Segment Start: EXERCISE DATA

PR #727, opened 2021-02-04
enable apex.optimizers.FusedAdam and deepspeed fused fp16 optimizer

ShadenSmith:
If a client provides an optimizer of type `apex.optimizers.FusedAdam`, it won't be given a fused FP16 optimizer. The `isinstance()` query here only checks for DeepSpeed's `FusedAdam`.

The implementation here was just hacked together to test the logic. We could also test for `apex.optimizers.FusedAdam` specifically, and just be careful not handle missing `apex`?

Would also love to put together a list of requirements for compatibility!

Major question: can we merge this without breaking existing checkpoints? We may need to handle loading from an unfused fp16 optimizer checkpoint.

### DIFF
--- a/deepspeed/runtime/engine.py
+++ b/deepspeed/runtime/engine.py
@@ -16,7 +16,7 @@ from deepspeed.runtime.zero.stage2 import FP16_DeepSpeedZeroOptimizer
 from deepspeed.runtime.zero.stage1 import FP16_DeepSpeedZeroOptimizer_Stage1
 from deepspeed.runtime.zero.utils import is_zero_supported_optimizer
 from deepspeed.runtime.activation_checkpointing import checkpointing as activation_checkpointing
-from deepspeed.runtime.fp16.fused_optimizer import FP16_Optimizer
+from deepspeed.runtime.fp16.fused_optimizer import FP16_Optimizer, FP16_FUSED_SUPPORTED_OPTIMIZERS, is_fp16_fused_supported_optimizer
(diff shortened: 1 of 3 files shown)


deepspeed/runtime/engine.py
```diff
@@ -632,7 +632,10 @@ def _configure_fp16_optimizer(self, optimizer):
         dynamic_loss_args = self.dynamic_loss_scale_args()
         clip_grad = self.gradient_clipping()
         if isinstance(optimizer,
-                      FusedAdam) or self.optimizer_name() == ONEBIT_ADAM_OPTIMIZER:
+                      FusedAdam) or self.optimizer_name() in [
+                          'FusedAdam',
```
jeffra, line 636: Maybe we can do this in a similar way as what we're doing with zero compatible optimizers. As in, attempt to import apex and append apex's FusedAdam to a list. I see that `isinstance` accepts a tuple as a 2nd arg which should make it a bit easier to check across multiple classes. 

The annoying part is we still have to check 1bit-adam via string since if we import the class it currently requires MPI, hopefully we can clean that up in the upcoming changes using NCCL so there are no dependency issues simply from the import (cc: @awan-10, @conglongli).

https://github.com/microsoft/DeepSpeed/blob/master/deepspeed/runtime/zero/utils.py#L26-L38

ShadenSmith: Sounds good, I pushed an update.

rocm-mici:

PR #732, opened 2021-02-06
Replace timer print rank 0 with logging

SeanNaren:
Codebase is awesome, thanks for the great work guys :)

To reduce the logging stdout when training it would be nice to swap to using logging rather than print to configure verbosity.

Let me know if theres any thoughts/issues!

### DIFF
--- a/deepspeed/utils/timer.py
+++ b/deepspeed/utils/timer.py
@@ -4,6 +4,7 @@ Copyright 2019 The Microsoft DeepSpeed Team
 
 import time
 import torch
+from deepspeed.utils.logging import log_dist
 
 from deepspeed.utils import logger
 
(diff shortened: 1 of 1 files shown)


jeffra (approved):

ShadenSmith (approved):

deepspeed/utils/timer.py
```diff
@@ -98,9 +91,9 @@ def log(self, names, normalizer=1.0, reset=True, memory_breakdown=False):
                     reset=reset) * 1000.0 / normalizer
                 string += ' | {}: {:.2f}'.format(name, elapsed_time)
 
-        # TODO: use our logging utilitied to selectively print. Useful for model
-        # parallelism because rank=0 is too restrictive.
-        print_rank_0(string)
+        # TODO: expose ranks as rank=0 is too restrictive
+        # useful for model parallelism
+        log_dist(string, ranks=[0])
```
ShadenSmith, line 96: Can we add an optional `ranks` kwarg to `log()`? We will need more printing flexibility if using forms of model parallelism.

SeanNaren: Done! let me know if it looks good :)

PR #734, opened 2021-02-08
Only call Init Distributed if required

SeanNaren:
Adds an else statement to make sure we only call `init_distributed` if required. 

I added this due to running into an `mpi4py` missing requirement issue, since we do not expose the `auto_mpi_discovery` flag within the `init_distributed` function. As a result by ensuring we use the check first to see if distributed has already been initialized, we can omit calling this check.


jeffra (approved):
Good catch, thank you!

PR #2008, opened 2022-06-09
Graceful exit on failures for multi-node runs

jerrymannil:
* Use Popen.terminate() to stop the child processes gracefully; Kill them if terminate doesn't work

* The Popen.kill() command cause the training processes to end abruptly. This may cause the child processes to become zombies without communicating properly to the parent process about the kill signal. So the ssh session continue to wait for signals from the child processes, causing it to not return back to the pdsh command

Fixes microsoft#1995


jerrymannil:
@jeffra can you look at this ?

jerrymannil:
@jeffra @tjruwase Can one of you help with merging ?

jerrymannil:
@jeffra @tjruwase  Can one of you help with merging ?

tjruwase:
@jerrymannil, taking a look. Apologies for the delay.

tjruwase (approved):

jeffra (approved):
Thank you @jerrymannil , so sorry for the delay.

PR #2017, opened 2022-06-14
update CODEOWNERS

conglongli:


jeffra:
Thank you @conglongli! Can you also add @arashb @xiaoxiawu-microsoft. I think they are the only ones missing?

jeffra (approved):

PR #2024, opened 2022-06-16
Fix inference unit test import error catching

mrwyattii:
Fixes the error we see here, when not running inference tests: https://github.com/microsoft/DeepSpeed/runs/6912710983?check_suite_focus=true#step:7:1409

This change also addresses a bug where an import error when `-m "inference"` is passed to pytest and there is an import error, all tests are skipped, and the test succeeds

Also adds a check at the beginning of testing for expected torch and cuda versions (this is in response to seeing that pip will sometimes upgrade torch when setting up the environment)


tests/unit/test_inference.py
```diff
@@ -17,7 +17,7 @@
     from lm_eval.evaluator import evaluate
     from transformers import pipeline, AutoModelForCausalLM, AutoTokenizer
     from huggingface_hub import HfApi
-except ImportError:
+except (ImportError, AssertionError) as e:
```
tjruwase, line 20: Is it safe to skip every assertion error?

mrwyattii: That's a good point, actually this setup could skip all tests if there is an AssertionError and ImportError with `-m "inference"` and show passing. I think we can add another check to see if the `inference` tag was passed to pytest (otherwise, we don't care if there is an error importing here)

jeffra (approved):

PR #2028, opened 2022-06-17
Fixing several issue in API and kernels to run inference with model-parallelism

RezaYazdaniAminabadi:


tests/unit/test_inference.py
```diff
@@ -321,3 +321,38 @@ def _go():
...
+            mp_size=2,
+            dtype=dtype,
+            replace_method="auto",
+            replace_with_kernel_inject=True,
+            enable_cuda_graph=enable_cuda_graph,
+        )
+        bs_output = pipe(query, **inf_kwargs)
+        ds_output = pipe(query, **inf_kwargs)
+
+        assert assert_fn(bs_output, ds_output)
```
RezaYazdaniAminabadi, line 356: @mrwyattii, Thanks for adding the test for the MP inference. For the test in this case, we might want to do another check to see if the results between GPUs are similar.

mrwyattii: Added!

mrwyattii (approved):
LGTM

cmikeh2:
MP working on current inference, closing PR.

PR #2035, opened 2022-06-21
Share a list of weight attributes instead of a single one in TiedLayerSpec API

thomasw21:


deepspeed/runtime/pipe/module.py
```diff
@@ -419,24 +428,27 @@ def _partition_layers(self, method='uniform'):
...
 
     def _synchronize_tied_weights(self):
         for key, comm in self.tied_comms.items():
-            dist.broadcast(
-                getattr(comm['module'],
-                        comm['weight_attr']),
-                src=min(comm['ranks']),
-                group=comm['group'],
-            )
+            for weight_attr in comm['weight_attr']:
```
Muennighoff, line 445:
```suggestion
            for weight_attr in comm['weight_attrs']:
```

deepspeed/runtime/pipe/module.py
```diff
@@ -191,7 +203,7 @@ def forward(self, inputs):
         self.forward_funcs = []
         self.fwd_map = {}
         self.tied_modules = nn.ModuleDict()
-        self.tied_weight_attrs = {}
+        self.tied_weight_attrss = {}
```
tjruwase, line 206: Is the double `s` a typo or intentional?

tjruwase:
@thomasw21, thanks for the PR and apologies for the delay in reviewing. Can you please provide a clarification? It seems there are two issues being addressed in this PR: (1) supporting user-specified forward function and (2) list of weight attributes. If this is correct, I think it might be better to split into two separate PRs. What do you think? Thanks!

thomasw21:
Indeed! Sorry I've sort of dropped this as well currently, as we've been focusing on other aspects of BigScience. I'll try split the PRs when I get the chance! My bad!

jomayeri:
@tjruwase Are these changes we still want? If so I can revive them with the current develop branch.

PR #2041, opened 2022-06-22
Minimizing memory usage for Mixture of Experts + ZeRO-2

siddharth9820:
Keeping the number of GPUs and the base model fixed, I have noticed that memory usage in the gradient upscaling phase becomes a bottleneck.
Here's an example:

- Base Model = 2.7B
- GPUs = 32 40GB A100s
- Global batch size = 32
- Microbatch size = 1

image

Memory usage grows linearly with the number of experts and number of layers and quadratically with the hidden size!
Which means that it is a much bigger problem for larger base models like 6.7B which goes OOM at 16 experts.

The fix:

- Running the optimizer for a parameter group as soon as the fp-32 gradients are ready. This does away with the need to generate all fp-32 gradients.

- Tiling the expert parameter group.  It's size grows linearly with the number of experts (4ENH*H/G)

After this fix I am able to run a 6.7B base model with 16 experts on 32 GPUs.

Todo

- [x] Check if gradient norms are being calculated correctly
- [x] Check for model convergence, both for MoEs as well as dense models
- [ ] Should the decision to tile and how many tiles be left on the user or automated?
- [x] Code formatting


siddharth9820:
The logic for calculating the l2-norm of the gradients looks sounds to me. It matches the original logic in ZeRO-2.
Ran training for a few iterations on GPT-6B + 16 experts on 32 40 GB A 100 GPUs, and the curves look to be going in the right direction.
image

PR #2043, opened 2022-06-22
Add MuP optimizers

mrwyattii:
Integrating the optimizers from the [MuP](https://github.com/microsoft/mup) project.


tests/unit/test_mup_optimizers.py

Segment End: EXERCISE DATA

### PROBLEM TO SOLVE
For the word "been", please say how many lines in the entries hold it, with only the number as the reply.

### TASK OUTPUT
2